Traté de explicar que Robbie no había tenido nada que ver con el accidente pero Myra no escuchaba. Bajó las escaleras, entró en la cocina y tomó el botiquín del aparador.
—Sé por experiencia que sujetos con un aspecto como el suyo siempre causan problemas.
—Pero, Myra, no fue su culpa.
—¿No fue su culpa? Sólo ha estado aquí una noche y mira lo que ha ocurrido.
Me di por vencida. No podía defenderlo. Aún no había recuperado el aliento y era improbable que cambiara de idea por lo que yo pudiera decir o hacer.
Myra cogió el alcohol y las vendas y subió velozmente la escalera. Yo me esforzaba por seguir su delgada y eficiente figura, mientras oía el eco de sus zapatos negros en la oscura y estrecha sala. Ella lo haría mejor. Sabía cómo poner las cosas en orden.
Para cuando llegamos a la biblioteca era demasiado tarde.
Emmeline estaba en el centro del salón, con una valiente sonrisa en su lánguido rostro. La flanqueaban sus hermanos. David le acariciaba el brazo sano. Su brazo herido, vendado con una tela blanca —según advertí, cortada de su enagua—, yacía sobre su regazo. Robbie Hunter estaba cerca, pero solo.
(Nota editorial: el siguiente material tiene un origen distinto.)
PR #964, opened 2024-08-08
doc(uninstall): Add tip about working around missing webhook service.

james-munson:

https://github.com/longhorn/longhorn/issues/9116

This is an addendum to the section on forcible cleanup.  The user may hit Longhorn webhooks that are still registered although the services have been uninstalled.  Here's how to fix that.


james-munson:
After review and any mods, I will duplicate this to all current release docs.

jillian-maroket (commented):
Let me know if you have concerns about the changes.

jillian-maroket (approved):

innobead (approved):

PR #971, opened 2024-08-19
doc: provides descriptions of the volume, engine, and replica condition.

ChanYiLin:
ref: https://github.com/longhorn/longhorn/issues/8508

Add descriptions of the volume, engine, and replica condition.


content/docs/1.5.4/high-availability/recover-volume.md
```diff
@@ -27,7 +27,7 @@ The state of a volume can change to read-only when IO errors occur. IO errors ca
 - Network disconnection: Interrupted connection between the engine and replicas.
 - High disk latency: Significant delay in the transfer of data between a replica and the corresponding disk.
 
-Longhorn checks the state of the volume's global mount point every 10 seconds. When the volume's filesystem changes to read-only, Longhorn updates the condition to the volume's data engine. Longhorn then automatically attempts to remount the global mount point on the host to change the state back to read-write. Upon successful remounting, the workload pods continue functioning without disruption.
+Longhorn checks the state of the volume's global mount point every 10 seconds. When the volume's filesystem changes to read-only, Longhorn updates the condition to the volume's data engine. Longhorn then automatically attempts to remount the global mount point on the host to change the state back to read-write. Upon successful remounting, the workload pods continue functioning without disruption. However, if the mount point becomes write-protected and Longhorn fails to remount the mount point, you may still need to manually recreate the workload to force it reattach and remount the volume.
```
jillian-maroket, line 30:
```suggestion
Longhorn checks the state of the volume's global mount point every 10 seconds. When the volume's filesystem changes to read-only, Longhorn updates the condition to the volume's data engine. Longhorn then automatically attempts to remount the global mount point on the host to change the state back to read-write. Upon successful remounting, the workload pods continue functioning without disruption. Longhorn also attempts to remount when the volume's filesystem changes to write-protected. If the remounting attempt fails, you may need to manually recreate the workload to force it reattach and remount the volume. 
```

jillian-maroket: The sentence is too long so I separated the system action and user action.

jillian-maroket (commented):
Initial review done. Only the "Volume Conditions" section has an introductory sentence. Can we provide more info about "Engine Conditions" and "Replica Conditions"?

content/docs/1.5.4/high-availability/recover-volume.md
ChanYiLin: Hi @jillian-maroket 
I feel like the meaning has changed. 
Longhorn remount the mount point if it is now read-only.
However, the mount point can be read-only and also write protected. In this case, Longhorn won't be able to remount it to read-write.

That is, Longhorn only remount the mount point if it is read-only. The "write protected" is the case that Longhorn won't be remount the mount point.

jillian-maroket: @ChanYiLin Thank you for clarifying. Let's use your original wording. I can't think of a way to separate the many concepts without altering the meaning.

content/docs/1.6.0/nodes-and-volumes/volumes/volume-conditions.md
```diff
@@ -0,0 +1,27 @@
...
+- `Scheduled`: All replicas were scheduled successfully. 
+    If Longhorn was unable to schedule any of the replicas, the condition is set to `false` and error messages are displayed. The condition is set to `true` when the setting [Allow Volume Creation With Degraded Availability](../../../references/settings#allow-volume-creation-with-degraded-availability) is enabled and at least one replica is scheduled.
+- `TooManySnapshots`: This specific volume has more than 100 snapshots.
+    Longhorn allows you to create a maximum of 250 snapshots for each volume. For more information about configuring the maximum snapshot count, see [Snapshot Space Management](../../../snapshots-and-backups/snapshot-space-management).
+- `Restore`: Longhorn is restoring the volume from a backup.
+- `WaitForBackingImage`: The replicas have not started because the backing images must first be synced with their disks.
+
+## Engine Conditions
+
+Engine conditions describe the current status of a engine and potential issues that may occur.
```
jillian-maroket, line 18:
```suggestion
Engine conditions describe the current status of an engine instance and potential issues that may occur.
```

jillian-maroket: Are you are referring to the engine instance on the node the volume is attached to? If not, you can ignore this suggestion.

jillian-maroket (commented):
Please check my comments.

content/docs/1.6.0/nodes-and-volumes/volumes/volume-conditions.md
ChanYiLin: not the instance but the resource in kubernetes
`$kubectl get lhe -n longhorn-system`  (get longhorn engine CR)

ChanYiLin: fixed, thanks

jillian-maroket (approved):

PR #975, opened 2024-08-23
Remove downgrade examples from upgrade path table

jillian-maroket:
Issue #9291

This PR removes downgrade examples from the table that explains the supported upgrade paths. Longhorn does not support downgrades at all so those examples do not provide any value to users and may even cause confusion.


derekbit (approved):
LGTM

—Estoy bien —declaró Emmeline, mirándonos. Luego sus ojos enrojecidos se dirigieron a Robbie—. El señor Hunter se ocupó de todo. Siempre le estaré agradecida.
—Todos nos sentimos agradecidos —confirmó Hannah, mirando a su hermana.
David asintió.
—Verdaderamente impresionante, Hunter. ¿Dónde aprendiste a hacerlo?
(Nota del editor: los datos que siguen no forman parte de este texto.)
PR #978, opened 2024-08-26
docs: describe new last replica timeout behavior

ejweber:
Longhorn 8711

longhorn/longhorn#8711

We need to clarify how the behavior of the `engine-replica-timeout` setting changes in v1.7.1 and v1.8.0.

Per https://github.com/longhorn/longhorn/wiki/Longhorn-Setting-Update, the actual setting definition stored in longhorn-manager should continue to be a one sentence description, so I think we only need to make the change here in the website.

I changed the heading from `Engine to Replica Timeout` to `Engine Replica Timeout` because the actual setting name is `engine-replica-timeout` and I think the "to" might be confusing to users looking for the setting to modify in their environments.

### DIFF
--- a/content/docs/1.7.1/references/settings.md
+++ b/content/docs/1.7.1/references/settings.md
@@ -32,7 +32,7 @@ weight: 1
   - [Backing Image Cleanup Wait Interval](#backing-image-cleanup-wait-interval)
   - [Backing Image Recovery Wait Interval](#backing-image-recovery-wait-interval)
   - [Default Min Number Of Backing Image Copies](#default-min-number-of-backing-image-copies)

—Mi tío es médico. Pensé seguir esa carrera, pero no me gusta la sangre.
David observó los trozos de tela manchados de sangre tirados en el suelo.
—Lo hiciste bien, simulaste todo lo contrario. —Luego se dirigió a Emmeline y le acarició el cabello—. Afortunadamente no eres como los primos, Emme. Un corte espantoso como ése…
Emmeline no daba muestras de haberlo oído. La mirada que le dedicaba a Robbie era muy similar a la que Dudley le había dedicado a su árbol.
A sus pies, olvidado, el ángel de Navidad languidecía, con el rostro estoico, las alas rotas y el vestido dorado manchado de sangre.